Dutch healthcare products company

Mediq is a Dutch health care company, which provides pharmaceuticals and medical supplies, by operating apothecaries and by delivering to medical centres and patients. The company is active in 15 countries and in 2012 had a revenue of €2.61 billion. Since 2013, it has been owned by Advent International.

== History ==
Founded in 1899 as "Onderlinge Pharmaceutische Groothandel" (English: Mutual Pharmaceutical Wholesale Company), it was a cooperative association of apothecaries who did not want medicine to be supplied by unauthorised people, and who started creating their own pharmaceuticals on a small scale. Over time activities increased and in 1988 it was renamed as "Coöperatieve Apothekers Vereniging OPG U.A." (English: Cooperative Apothecaries Association OPG U.A.) - wholesale was removed from the name, however it remained in the abbreviation OPG.
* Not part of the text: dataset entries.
PR #229, opened 2022-07-28
ost.sh: Add copy command

acernek:


michalskrivanek:
I would find it convenient to configure /etc/ssh/ssh_config with StrictHostKeyChecking=no, UserKnownHostsFile=/dev/null. Nothing more.
Then it's easy to use for any ssh/scp operation

tinez:
> I would find it convenient to configure /etc/ssh/ssh_config with StrictHostKeyChecking=no, UserKnownHostsFile=/dev/null. Nothing more. Then it's easy to use for any ssh/scp operation

I'd rather vote for a drop-in config instead in `/etc/ssh/ssh_config.d` - one that would set those vars for hosts matching `ost-*`.
Anyway, I think this should be done in a separate PR.

tinez:
I'm having hard time trying to figure out how the new command works. @acernek could you please add specific examples to the help message?

michalskrivanek:
> > I would find it convenient to configure /etc/ssh/ssh_config with StrictHostKeyChecking=no, UserKnownHostsFile=/dev/null. Nothing more. Then it's easy to use for any ssh/scp operation
> 
> I'd rather vote for a drop-in config instead in `/etc/ssh/ssh_config.d` - one that would set those vars for hosts matching `ost-*`. 

of course! that's what i meant but didn't write:)

> Anyway, I think this should be done in a separate PR.

but i dont' see a point of this one then. special operation for something so simple as cp is IMO just adds bloat.

tinez:
> but i dont' see a point of this one then. special operation for something so simple as cp IMO just adds bloat.

I still find it useful - using regular scp requires you to:
1. find out the ip address of the VM
2. pass all those annoying options on the commandline

We have the `./ost.sh shell` convenience wrapper and `./ost.sh copy` would be the symmetric `scp` equivalent.

tinez (approved):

In 1992 the company was listed on the Amsterdam Stock Exchange and this was followed on 10 January 2001 when the association became a joint-stock company (naamloze vennootschap) under the name "OPG Groep NV" (English: OPG Group NV). In 2009 the name was finally changed to Mediq NV, the current official name.

In a 2011 tactical analysis by Mediq it was concluded that leaving the stock exchange and becoming a privately owned company, was the best longterm strategy. Advent International expressed interest in purchasing the company in 2012. On 13 February 2013 they bought the stocks and on 13 March 2013 Mediq left the stockmarket.

The Direct & Institutional division providing medical devices and care remained with Mediq. The subsidiary in the Americas (Byram Healthcare) was sold in 2017. In June 2017, Mediq acquired ACC Nordic AS and ACC Nordic AB, followed in May 2019 by the acquisition of Puls, a distributor of medical products and equipment in Norway and Denmark. Since March 2020, English wound care products distributor H&R Healthcare Ltd has also been part of Mediq. These acquisitions were related to the company's business strategy of directly supplying medical devices to patients, healthcare professionals and healthcare institutions in Europe.

== Activities ==
Mediq provides pharmaceuticals and medical supplies. It has its own chain of apothecaries, supplies other medical centres, and supplies to patients directly at home. They are the market leader in the Netherlands with 226 of their own pharmacies, about 25 franchises, and supplies another 160 pharmacies. The company is active in the Netherlands, Poland, Germany, Denmark, Belgium, Sweden, Norway, France, Finland, Hungary, Switzerland, Estonia, Latvia, Lithuania and the United States. Their headquarters are located in Utrecht, Netherlands.